The QC Lab Scientist III (Micro-Lab) will be involved in testing incoming samples for microbiological testing from different facilities of Amneal Pharmaceuticals. Will perform scheduled monitoring and follow-ups for environmental monitoring at al facilities, and will report to Supervisor regarding any testing-related issues. Performs work maintaining applicable compliance aspects. Provides feedback on systems and analytical procedures to promote continuous improvement and enhancement of compliance posture.
Essential Functions:
Validates and tests raw material, in process samples, finished product and stability samples for microbial qualitative and quantitiative testing as per current USP and in house methodology for Total Aerobic Count, Total Yeast and Mold Count, and specified organisms e.g. e. coli, Salmonella spp., S. aureus, P. aeruginosa, etc..
Validates and performs preservative challenge test. Performs all the R&D-related projects as required.
Investigates and documents Microbial Data Deviation (MDD) results.
Samples and tests purified water as raw material for total heterotrophic count and coliforms.
Creates and maintains laboratory records documentation (notebooks and computer based); documents exact steps followed during analysis execution.
Performs all analysis according to written methods, or compendial methods as applicable, using analytical techniques as identified in Standard Operating Procedures (SOPs).
Performs environmental monitoring/cleaning validation of facility (air and surfaces).
Performs identification and interpretation of pharmaceutical significance of isolated from different manufacturing environment.
Prepares and executes protocols, method verifications/validations protocols protocols as and when required.
Additional Responsibilities:
Performs QC checks on prepared media e.g., growth promotion, indicative and inhibitory properties, pH, sterility.

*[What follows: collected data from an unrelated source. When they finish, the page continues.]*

PR #456, opened 2022-09-28
add variants of interpretScoped that allow additional local effects

tek:
This builds upon the other PR #455.

Essentially, it permits a scope handler to use local effects that are interpreted by the resource allocation function.
The implementation is pretty hacky, so I would appreciate some advice, @KingoftheHomeless.

I'm pretty sure that the `error` can never be hit unless `Run` is sent manually, but it would surely be nice to avoid it nonetheless.

### DIFF
--- a/src/Polysemy/Scoped.hs
+++ b/src/Polysemy/Scoped.hs
@@ -1,3 +1,5 @@
+{-# language AllowAmbiguousTypes #-}
+
 module Polysemy.Scoped (
   -- * Effect
   Scoped,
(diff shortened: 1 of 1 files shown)


KingoftheHomeless:
I'll try to take a look at this tomorrow afternoon, but it might have to wait until sunday.

googleson78:
I changed the target branch of this pr to make the changes that are exclusive to this pr clearer.

src/Polysemy/Scoped.hs
```diff
@@ -82,6 +88,74 @@ interpretScopedAs ::
...
+{-# inline interpretScopedAs #-}
+
+-- |Higher-order interpreter for 'Scoped' that allows the handler to use additional effects that are interpreted by the
+-- resource allocator.
+--
+-- /Note/: It is necessary to specify the list of local interpreters with a type application; GHC won't be able to
+-- figure them out from the type of @withResource@:
+--
+-- > interpretScopedWithH @[AtomicState Int, Reader Bool] withResource \ _ -> \case
+-- >   SomeAction -> atomicPut . (> 0) =<< ask
```
googleson78, line 100: I'm not very clear on where these additional effects are interpreted in this example. Can you point it out?

tek: I planned to write a better example later, but I added `withResource` for you now. the types were also wrong :sweat_smile:

KingoftheHomeless: Make a higher-order example so tactical actually gets some use! And have a first-order example for `interpretScopedWith`.

tek: I adapted [this one](https://git.tryp.io/tek/ribosome/src/branch/main/packages/host/lib/Ribosome/Host/Interpreter/MState.hs#L56) for an example.
It would probably look nicer if I could also use `Lock` there, but it's not a core effect.

Don't know whether it's such a good example because the local effect part is purely for expressivity purposes – I could just as well use a raw `TVar` here.

tek: to really drive the point home you could make both `Lock` and `AtomicState` scoped effects as well, then there wouldn't be any `Embed IO` in the interpreter :sweat_smile: would also showcase the possibility of using `Scoped` in a resource allocator, which is pretty neat in my opinion

PR #459, opened 2022-10-02
Extend Scoped

KingoftheHomeless:
WIP cleanups to #455 and #456. Will be continually added upon. Keeping them separate so we can discuss if there's any change you have questions about or disagree with.

### DIFF
--- a/src/Polysemy/Scoped.hs
+++ b/src/Polysemy/Scoped.hs
@@ -1,3 +1,5 @@
+{-# language AllowAmbiguousTypes #-}
+
 module Polysemy.Scoped (
   -- * Effect
   Scoped,
@@ -12,15 +14,19 @@ module Polysemy.Scoped (
   interpretScopedH',
   interpretScoped,
   interpretScopedAs,
+  interpretScopedWithH,
+  interpretScopedWith,
+  interpretScopedWith_,
   runScoped,
   runScopedAs,
 ) where
 
-import Polysemy.Internal (InterpreterFor, Sem, liftSem, raise)
+import Polysemy.Internal (InterpreterFor, Sem, liftSem, raise, Append, insertAt)
 import Polysemy.Internal.Combinators (interpretH)
 import Polysemy.Internal.Scoped (Scoped (InScope, Run), interpretWeaving, rescope, scoped, scoped_)
 import Polysemy.Internal.Tactics (Tactical, runTactics, runTSimple, liftT)
 import Polysemy.Internal.Union (Weaving (Weaving), injWeaving)
+import Polysemy.Internal.Index (InsertAtIndex)
 
 -- |Interpreter for 'Scoped', taking a @resource@ allocation function and a parameterized handler for the plain
 -- @effect@.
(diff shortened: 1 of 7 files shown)


src/Polysemy/Scoped.hs
```diff
@@ -90,103 +95,112 @@ interpretScopedAs resource =
...
     inScope =
       interpretWeaving \case
         Weaving (InScope param main) s wv ex _ ->
-          insertAt @0 @extra (ex <$> withResource param \ resource -> inScope (wv (main resource <$ s)))
+          restack (extendMembershipLeft (singList @extra))
+            (ex <$> withResource param \resource ->
+                inScope (wv (main resource <$ s)))
         Weaving (Run resource act) s wv ex ins ->
-          ex <$> runTactics s (raise . inScope . wv) ins (inScope . wv) (scopedHandler resource act)
+          -- Smells dubious, ask. God I hate tactics.
```
googleson78, line 134: ! @tek

tek: what do you suspect to go wrong there?

KingoftheHomeless: Oh yeah, uhh, figured I'd ask this in a call. I don't think I've ever had to use `runTactics` outside of `interpretH`, but that could be when I've worked on `Exceptional` I've based the work on the core rewrite. If this is just code adapted from `interpretH`, then it's fine; otherwise, it seems dubious.

tek: hm yeah I think I just copied that from `interpretH`

KingoftheHomeless:
@tek In general I notice we have very different stylistic tastes -- I honestly don't like yours! (And I'm guessing you don't like mine, that I've used in other parts of polysemy and `in-other-words`.) Are you using any particular style enforcer?

tek:
no I format code by hand and some vim functions :sweat_smile: but feel free to change it to your liking.

I format everything to optimize for line-based manipulation with vim, so I'm aware that it probably seems exotic if that's not a constraint for you

tek:
ok, I hope this documentation rewrite is satisfactory now :slightly_smiling_face: please have a look, @KingoftheHomeless!

src/Polysemy/Scoped.hs
```diff
@@ -28,21 +28,21 @@ import Polysemy.Internal.Combinators
...
---
--- @scopedHandler@ is a handler like the one expected by 'interpretH' with an
--- additional parameter that contains the @resource@ allocated by
--- @withResource@.
+-- This combinator is analogous to 'interpretH' in that it allows the handler to
+-- use the 'Tactical' environment and transforms the effect into other effects
+-- on the stack.
 interpretScopedH ::
   ∀ param resource effect r .
+  -- | A callback function that allows the user to acquire a resource for each
```
KingoftheHomeless, line 40: Format for arguments is `-- ^` -- unless Haddock has improved since I last knew it.

tek: this is valid: https://haskell-haddock.readthedocs.io/en/latest/markup.html#documenting-parts-of-a-declaration

tek: my impression is that the point of `-- ^` is to allow the docstring to be on the same line

KingoftheHomeless: Well alright then!

KingoftheHomeless (commented):
@tek Merge at your leisure. You can get rid of the .cabal and stack.yaml changes if they inconvenience you for any reason, but sooner or later they'll have to be merged, anyway.

tek:
:partying_face:

PR #462, opened 2022-10-11
Scoped without resource param

tek:
Since the `*With` interpreter uses `error` for the case that `Run` is encountered without a wrapping `InScope`, I realized that this would allow the resource to be visible in the interpreter only.
What do you think, @KingoftheHomeless @googleson78 ?
Bit awkward for sure, but not having to haul that parameter around everywhere would certainly be quite the increase in ergonomics.

### DIFF
--- a/src/Polysemy/Internal/Scoped.hs
+++ b/src/Polysemy/Internal/Scoped.hs
@@ -7,10 +7,9 @@ import Data.Kind (Type)
 
 import Polysemy
 
--- | @Scoped@ transforms a program so that @effect@ is associated with a
--- @resource@ within that program. This requires the interpreter for @effect@ to
--- be parameterized by @resource@ and constructed for every program using
--- @Scoped@ separately.
+-- | @Scoped@ transforms a program so that an interpreter for @effect@ may
+-- perform arbitrary actions, like resource management, before and after the
+-- computation wrapped by a call to 'scoped' is executed.
 --
 -- An application for this is @Polysemy.Conc.Events@ from
 -- <https://hackage.haskell.org/package/polysemy-conc>, in which each program
@@ -20,6 +19,8 @@ import Polysemy
 -- database effect.
 --
 -- For a longer exposition, see <https://www.tweag.io/blog/2022-01-05-polysemy-scoped/>.
+-- Note that the interface has changed since the blog post was published: The
+-- @resource@ parameter is no longer necessary.
 --
 -- Resource allocation is performed by a function passed to
 -- 'Polysemy.Scoped.interpretScoped'.
@@ -46,7 +47,7 @@ import Polysemy
 --
 -- Then we can take advantage of 'Scoped' to write this program:
 --
--- > prog :: Member (Scoped FilePath resource Write) r => Sem r ()
+-- > prog :: Member (Scoped FilePath Write) r => Sem r ()
 -- > prog = do
 -- >   scoped "file1.txt" do
 -- >     write "line 1"
@@ -61,7 +62,7 @@ import Polysemy
 --
 -- The interpreter may look like this:
 --
--- > interpretWriteFile :: Members '[Resource, Embed IO] => InterpreterFor (Scoped FilePath Handle Write) r
+-- > interpretWriteFile :: Members '[Resource, Embed IO] => InterpreterFor (Scoped FilePath Write) r
 -- > interpretWriteFile =
 -- >   interpretScoped allocator handler
 -- >   where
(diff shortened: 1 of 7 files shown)


KingoftheHomeless:
Hmm. This doesn't scream Correct and Right to me... I'm going to have to look into and experiment with this. If I can convince myself this is without issue I'm 100% for this change.

tek:
yeah it seems pretty evil :sweat_smile:

KingoftheHomeless:
I've convinced myself this is legit. Polish as you like, and I'll review once you feel the PR is ready for merging.

tek:
sweet! I removed the references to `resource` from the docs, I think it's good to go!

src/Polysemy/Internal/Scoped.hs
```diff
@@ -20,6 +19,8 @@ import Polysemy
 -- database effect.
 --
 -- For a longer exposition, see <https://www.tweag.io/blog/2022-01-05-polysemy-scoped/>.
+-- Note that the interface has changed since the blog post was published: The
+-- @resource@ parameter is no longer necessary.
```
KingoftheHomeless, line 23: `is no longer present`/`no longer exists`.

src/Polysemy/Internal/Scoped.hs
```diff
@@ -7,10 +7,9 @@ import Data.Kind (Type)
 
 import Polysemy
 
--- | @Scoped@ transforms a program so that @effect@ is associated with a
--- @resource@ within that program. This requires the interpreter for @effect@ to
--- be parameterized by @resource@ and constructed for every program using
--- @Scoped@ separately.
+-- | @Scoped@ transforms a program so that an interpreter for @effect@ may
+-- perform arbitrary actions, like resource management, before and after the
+-- computation wrapped by a call to 'scoped' is executed.
```
KingoftheHomeless, line 12: Now that `resource` doesn't exist for disambiguation between `Scoped`s, perhaps we should remind people of `Tagged`(?)

src/Polysemy/Scoped.hs
```diff
@@ -36,26 +36,26 @@ import Polysemy.Internal.Tactics
...
   -- argument that contains the call site parameter passed to 'scoped'.
   (∀ x . param -> (resource -> Sem r x) -> Sem r x) ->
   -- | A handler like the one expected by 'interpretH' with an additional
   -- parameter that contains the @resource@ allocated by the first argument.
   (∀ r0 x . resource -> effect (Sem r0) x -> Tactical effect (Sem r0) r x) ->
-  InterpreterFor (Scoped param resource effect) r
+  InterpreterFor (Scoped param effect) r
 interpretScopedH withResource scopedHandler =
-  go
+  go (errorWithoutStackTrace "top level run")
```
KingoftheHomeless, line 49: Leave a TODO here for us to investigate whether the loopbreaker optimization is worth it here (i.e. this pattern):
```
go :: ...
go = ... // same as existing but replace all recursive references to go with go1
{-# INLINE go #-}
go1 :: ...
go1 = go
{-# NOINLINE go #-}
```
Alternatively, if you know it's not worth it, say so and don't add that TODO.

src/Polysemy/Scoped.hs
```diff
@@ -36,26 +36,26 @@ import Polysemy.Internal.Tactics
 -- use the 'Tactical' environment and transforms the effect into other effects
 -- on the stack.
 interpretScopedH ::
-  ∀ param resource effect r .
+  ∀ resource param effect r .
```
KingoftheHomeless, line 39: Does this param order change make sense any longer now `resource` is no longer part of the effect type? Or perhaps I'm getting confused and that's exactly why you made the change? If the latter, please explain your reasoning.

KingoftheHomeless (changes requested):

src/Polysemy/Scoped.hs
tek: my only reason was that most of the others had this order.
I guess the resource must always be fixed in an interpreter, while the param may be polymorphic. should we reorder them all to have `param` as the first one? and `resource` as the second or `effect`?

src/Polysemy/Internal/Scoped.hs
tek: not sure what scenario you're thinking of here. can you formulate something?

KingoftheHomeless: Actually, considering the resource typed param should be kept polymorphic people couldn't disambiguate using it anyway. So nevermind.

src/Polysemy/Scoped.hs
KingoftheHomeless: I feel the order doesn't have as much meaning now. As the one most experienced with `Scoped`, it's up to you what the order should be.

KingoftheHomeless (approved):
I'll leave you to decide how you want the typed parameter order.

src/Polysemy/Scoped.hs
tek: I did a grep and I'm not using type applications anywhere in my projects for those interpreters…I think we can leave it like it is.

tek:
:grin:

Sterilizes glassware and other items.
Decontaminates used/contaminated objects.
Prepares and dispenses culture media.
Performs intra laboratory quality control checks for all equipment.
Responsible for operation of autoclave and performs control procedures, such as bio indicator checks and temperature verification.
Assists other microbiologists as required.
As and when needed, assists Supervisor for handling non-routine special projects requiring activities in the laboratory.
Ensures that expired media, chemicals and reference organisms are removed and replaced in the lab.
Interacts with newly hired laboratory technicians or scientist for providing hands on training on analytical techniques and laboratory instrumentation.
Education:
Bachelors Degree (BA/BS) Microbiology or related field - Required
Master Degree (MS/MA) Microbiology or related field - Preferred
Experience:
5 years or more in With a Bachelor's degree, microbiological testing of pharmaceuticals in a regulated environment.
3 years or more in With a Master's degree, microbiological testing of pharmaceuticals in a regulated environment.
Skills:
Must be precise and consistent in day-to-day analysis, easily trainable, and ready to learn. - Advanced
Must be able to read and understand analytical and microbiological procedures. - Advanced
Must be able to effectively communicate results, problems and issues, verbally as well as in writing. - Intermediate
Must be able to assume a role of a leader in team environment as and when required. - Intermediate
Must be computer literate. Must be willing to work extended hours, including weekends, as and when required. - Intermediate
Must be able to work in a team environment and be flexible to easily adapt to changes in assignment. - Advanced
Should be able to manage the work in fast-moving environment. - Intermediate
Must be able to maintain clear and concise laboratory records and communicate clearly both within and outside the department. - Advanced
Must follow safe practices as identified in appropriate MSDS during working with chemicals, and must follow applicable state and federal regulations. - Intermediate
Must be thoroughly familiar with cGMP applicable to laboratories in pharmaceutical settings and with method verification/validation concepts. Must be able to review laboratory records to ascertain compliance with applicable specifications, methods, and SOPs. - Advanced
Specialized Knowledge:
Basic knowledge of cGMP and aseptic tehniques.
Must possess a working knowledge about microbiology and related tsts as handling of sterile media, organisms, techniques to avoid contamination and perform analyses.
Must be proficient in method validation/verification for <61><62> and preservative challenge test.
Must be able to follow analytical techniques such as weighing, transfer of media in flasks, quantitative addition of additives during media reparation, mathematical calculations involved in preparation of tests and results computations.
Must be able to follow compendial ((USP/EP/JP/BP) procedures for microbiological techniques.
Must have the ability to apply advanced technical skills to troubleshoot and resolve complex analytical and instrument-related problems effectively and in a timely manner.